図1 通常のリスク評価と航路画定の利用手順の違い

この検証のため、住宅地に近いダム上の飛行経路で実証しました。先に立入管理区画を策定し、利用機体と断面を指定すると、飛行計画を設定できる空間(図2の波線で囲まれた白枠)が表示されます。ドローン航路運営者が、その内側に航路の断面を指定し、これを複数繋げることで航路を作成できることを検証しました。

図2 検証した航路画定の手順

(イ)  航路の乗り入れを実証

ドローン運航者の代わりに立入管理や地域調整を行うドローン航路運営者は、送電線や河川などの管理者といった地域に根差した事業者を想定しています。さらに、そのドローン航路運営者が航路を相互に接続させることで、航路が網目状に構成され、ドローン運航者は航路を跨いで継続的に飛行できるような利用方法を想定しています。

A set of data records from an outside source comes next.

PR #19501, opened 2023-12-19
Fix discovering iOS 17 simulators on CI

### LINKED ISSUE #19134: iOS17 tests are not stable on CI
### Description

All DeviceTests work fine locally for iOS17 using cake, but on CI they are failing, or simulator is not found. 

We need to investigate better why this is happening. For now we are[ reverting this on main.](https://github.com/dotnet/maui/pull/19133)

### Affected platforms

iOS

iOS 17

emaf:
### Description of Change

It seems simctl does not correctly discover iOS 17 simulators when both Xcode 15 and Xcode 15.0.1 are installed. Bumping to use Xcode 15.0.1 makes tests work again as simulators are correctly discovered.

### Issues Fixed

Fixes https://github.com/dotnet/maui/issues/19134

### DIFF
--- a/eng/pipelines/common/variables.yml
+++ b/eng/pipelines/common/variables.yml
@@ -8,9 +8,9 @@ variables:
 - name: DOTNET_VERSION
   value: 7.0.401
 - name: REQUIRED_XCODE
-  value: 15.0.0
+  value: 15.0.1
 - name: DEVICETESTS_REQUIRED_XCODE
-  value: 15.0.0
+  value: 15.0.1
 - name: LocBranchPrefix
   value: 'loc-hb'
 - name: isMainBranch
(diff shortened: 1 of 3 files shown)


rmarinho:
What happens if Xcode 15.0 is on the machine? the bot's are not reimagined. Do we need to reimagine with 15.0.1 ?!

emaf:
@rmarinho some of the bots already have Xcode 15.0.1 installed, and I think that's the main issue for iOS 17. 

simctl seems to get confused if both are installed and you use Xcode 15. Xcode 15.0.1 works regardless if Xcode 15 is installed or not, so that should not be a problem.

emaf:
Well, it seems it now finds the simulators but something else is broken. I'm not familiar with these tests but it is timing out launching the test app?

PR #19517, opened 2023-12-20
[Android] Fix gesture crash navigating

### LINKED ISSUE #19465: Double tap gesture NullReferenceException when navigating
### Description

I have a problem with the double tap gesture. If it triggers navigation, I get a NullReferenceException
DoubleTap error
The error doesn't show if I use a different gesture (swipe).
I'm using this trick in navigation because there is no reason to return to a page with GestureRecognizers (FirstPage), I always want to return to MainPage.

The problem exists only on Android (I'm using Samsung A52s with Android 13). When I was trying to run it on Windows, I couldn't reproduce the error. Also, this problem appeared when I migrated to .NET 8, on NET 7 it works correctly.

### Steps to Reproduce

```
        <VerticalStackLayout.GestureRecognizers>
            <TapGestureRecognizer NumberOfTapsRequired="2" Tapped="OnGesture" />
            <SwipeGestureRecognizer Direction="Up,Down,Left,Right" Swiped="OnGesture" />
        </VerticalStackLayout.GestureRecognizers>
```
```
    private async void OnGesture(object sender, EventArgs e)
    {
        Navigation.InsertPageBefore(new SecondPage(), this);
        await Navigation.PopAsync(animated: false);
    }
```

https://github.com/konrad-gora/DoubleTapError

### Version with bug

8.0.3

Unknown/Other

### Affected platforms

Android

Android 13 Samsung A52s

Adding Delay makes it work.
```
        await Navigation.PushAsync(new SecondPage(), animated: false);
        await Task.Delay(1);
        Navigation.RemovePage(this);
```
Also if I'm not removing this page from navigation, there is no error (but this is not an expected behavior).

### Relevant log output

_No response_

jsuarezruiz:
### Description of Change

Quick fix from triage. Fix gesture crash navigating on Android.

### Issues Fixed

Fixes #19465


jsuarezruiz:
This is really old PR (almost 1 year old) and rebasing, the changes in the Android GestureManager is no longer necessary, so, this PR now only includes an UITests validating the behavior.

jsuarezruiz:
Rebased and tested the test locally:
image

rmarinho (approved):

PR #19563, opened 2023-12-22
[X] GetValueSource

### LINKED ISSUE #17223: Implement DependencyPropertyHelper.GetValueSource just like in WPF
### Description

One of the core strength of the  Live Property Explorer (LPE) is to not only display the list of the properties currently set on a particular target object, but also to be able to see the cascading style (the chain) of the style that contribute to the property value.  In other words, each property value in the LPE is sorted by the Value Source. 
 
For instance, given a button 
 
` <Button` Style="{StaticResource MainButtonStyle}" Content="Foo" />`
 
Where Mainstyle.xaml would be 
 
```
 <Style TargetType="Button" x:Key="MainButtonStyle" BasedOn="{StaticResource BaseButtonStyle}">
     <Setter Property="Foreground" Value="Red" />
 </Style> 
```
 
And BaseStyle.xaml would be 
```
 
    <Style TargetType="Button" x:Key="BaseButtonStyle">
        <Setter Property="Foreground" Value="Blue" />
        <Setter Property="Background" Value="Green" />
        <Setter Property="Width" Value="100" />
        <Setter Property="Height" Value="100" />
    </Style>
 
```
The cascading style would look like this 
 
LPE

The LPE will list the cascading styles and will cross-out the property that has been overridden in lower order specificity. In the example above, Foreground is define in BaseStyle.xaml, but gets overwritten in MainStyles.xaml.  
 
 
 
 
In the TAP, Properties are sorted in specific cascade order 
 
      /// </summary>
        internal static readonly TapBaseValueSource[] SourceSortOrder = new TapBaseValueSource[]
        {
            // Should NOT include Accessibility
            TapBaseValueSource.Coercion,
            TapBaseValueSource.Animation,
            TapBaseValueSource.Local,
            TapBaseValueSource.ParentTemplateTrigger,
            TapBaseValueSource.StyleTrigger,
            TapBaseValueSource.TemplateTrigger,
            TapBaseValueSource.Style,
            TapBaseValueSource.DefaultStyleTrigger,
            TapBaseValueSource.BuiltInStyle,
            TapBaseValueSource.Inherited,
            TapBaseValueSource.Default,
            TapBaseValueSource.Unknown
        };
 
In WPF, all properties for a given target object is called by resolving first the type. The Tap makes a call to GetValueSource which makes system call to  https://learn.microsoft.com/en-us/dotnet/api/system.windows.dependencypropertyhelper.getvaluesource?view=windowsdesktop-7.0#system-windows-dependencypropertyhelper-getvaluesource(system-windows-dependencyobject-system-windows-dependencyproperty

That same WPF API should be implement for MAUI 
  https://learn.microsoft.com/en-us/dotnet/api/system.windows.dependencypropertyhelper.getvaluesource?view=windowsdesktop-7.0#system-windows-dependencypropertyhelper-getvaluesource(system-windows-dependencyobject-system-windows-dependencyproperty

Which basically return an enum based on the style vector associated with the current specificity of the property value.  

### Public API Changes

N/A

### Intended Use-Case

It is used for the Live Property Explorer to understand where a given property  is coming from.

StephaneDelcroix:
### Description of Change

Add an internal API for tooling. This is a first pass, to test the API and the utility. The values returned might need to be refined, depending on actual testing.

@chabiss 

### Issues Fixed

Fixes #17223

### DIFF
--- a/src/Controls/src/Core/Xaml/Diagnostics/BindablePropertyDiagnostics.cs
+++ b/src/Controls/src/Core/Xaml/Diagnostics/BindablePropertyDiagnostics.cs
@@ -1,0 +1,82 @@
+using System;
+
+namespace Microsoft.Maui.Controls.Xaml.Diagnostics;
+
+internal static class BindablePropertyDiagnostics
+{
+    public static ValueSource GetValueSource(BindableObject bindable, BindableProperty property)
+    {
+        if (bindable == null)
+            throw new ArgumentNullException(nameof(bindable));
+        if (property == null)
+            throw new ArgumentNullException(nameof(property));
+
+        var context = bindable.GetContext(property);
+        if (context == null)
+            return new ValueSource(BaseValueSource.Unknown);  
+
+        var specificity = context.Values.GetSpecificityAndValue().Key;
+        if (specificity == SetterSpecificity.DefaultValue)
+            return new ValueSource(BaseValueSource.Default);
+        if (specificity == SetterSpecificity.FromBinding)
+            return new ValueSource(BaseValueSource.Unknown, isExpression:true);
+        if (specificity == SetterSpecificity.ManualValueSetter)
+            return new ValueSource(BaseValueSource.Local);
+        if (specificity == SetterSpecificity.DynamicResourceSetter)
+            return new ValueSource(BaseValueSource.Unknown, isExpression:true);
+        if (specificity == SetterSpecificity.VisualStateSetter)
+            return new ValueSource(BaseValueSource.Style);
+        if (specificity == SetterSpecificity.Trigger)
+            return new ValueSource(BaseValueSource.StyleTrigger);
+        if (specificity == SetterSpecificity.FromHandler)
+            return new ValueSource(BaseValueSource.Unknown, isCurrent:true);
+        
+        if (specificity.Vsm > 0)
+            return new ValueSource(BaseValueSource.Local);
+        if (specificity.Style > 0)
+            return new ValueSource(BaseValueSource.Style);
+        if (specificity.Id > 0 || specificity.Class > 0 || specificity.Type > 0)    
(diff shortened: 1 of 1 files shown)


japarson:
I'm seeing that `Shell.NavBarHasShadow` defined in `Styles.xaml` is being classified as a `Local` property:
image
image

Through debugging, I'm seeing that the property is set to `Local` due to the following condition being met in your implementation of `GetValueSource()`:
image

Is this expected behavior?

japarson:
I'm seeing that we are picking up certain properties that are not "bindable" as in there is a null `BindableProperty` and we cannot call `GetValueSource` on them:
image

The values above are from a normal `Button`
image

These properties also have values that are different from their default values.

Few questions:
1. Why are these properties not bindable?
2. What is setting their values to be different from the default?
3. What `ValueSource` should these properties be considered. In WPF, [we would set these properties to be `Local`](https://devdiv.visualstudio.com/DevDiv/_git/VS?path=/src/Xaml/Shared/Source/WpfTap/WpfVisualTreeService/TypeServices/TapProperty.cs&version=GBmain&line=343&lineEnd=344&lineStartColumn=1&lineEndColumn=1&lineStyle=plain&_a=contents), but that doesn't seem right here.

StephaneDelcroix:
just like in WPF where GetValueSource works only on DependencyProperty.ies, this only works on BindableProperty.ies. Dis or BPs can not be assigned by styes, triggers, bindings, dynamic resources, ...  anyway, and the source is most certainly 'Local'

StephaneDelcroix:
@japarson 'Why are these properties not bindable?' which one ? anyway, that's out of the scope of this

japarson (approved):

PureWeen (approved):

PureWeen:
Test failure unrelated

 秩父市の実証では、グリッドスカイウェイ有限責任事業組合が送電線航路を運営し、Intent Exchangeが河川(ダム)航路を運営し、この航路を跨いでドローンが運航できることを実証いたしました。

図3 航路の乗り入れによる全国展開と、秩父市での乗り入れ実証

(ウ)ドローン運航管理(UTM)とドローン航路の連携

乗り入れ実証では、UTMを活用したドローン運航も同時に検証しました。UTMは、空中リスクを低減するための情報システムであり、ドローン同士あるいは有人機との衝突回避などを目的に国際的に標準化・導入が進んでいます。日本でも2026年3月にUSP(UTMサービスプロバイダ)制度が開始されています(注4)。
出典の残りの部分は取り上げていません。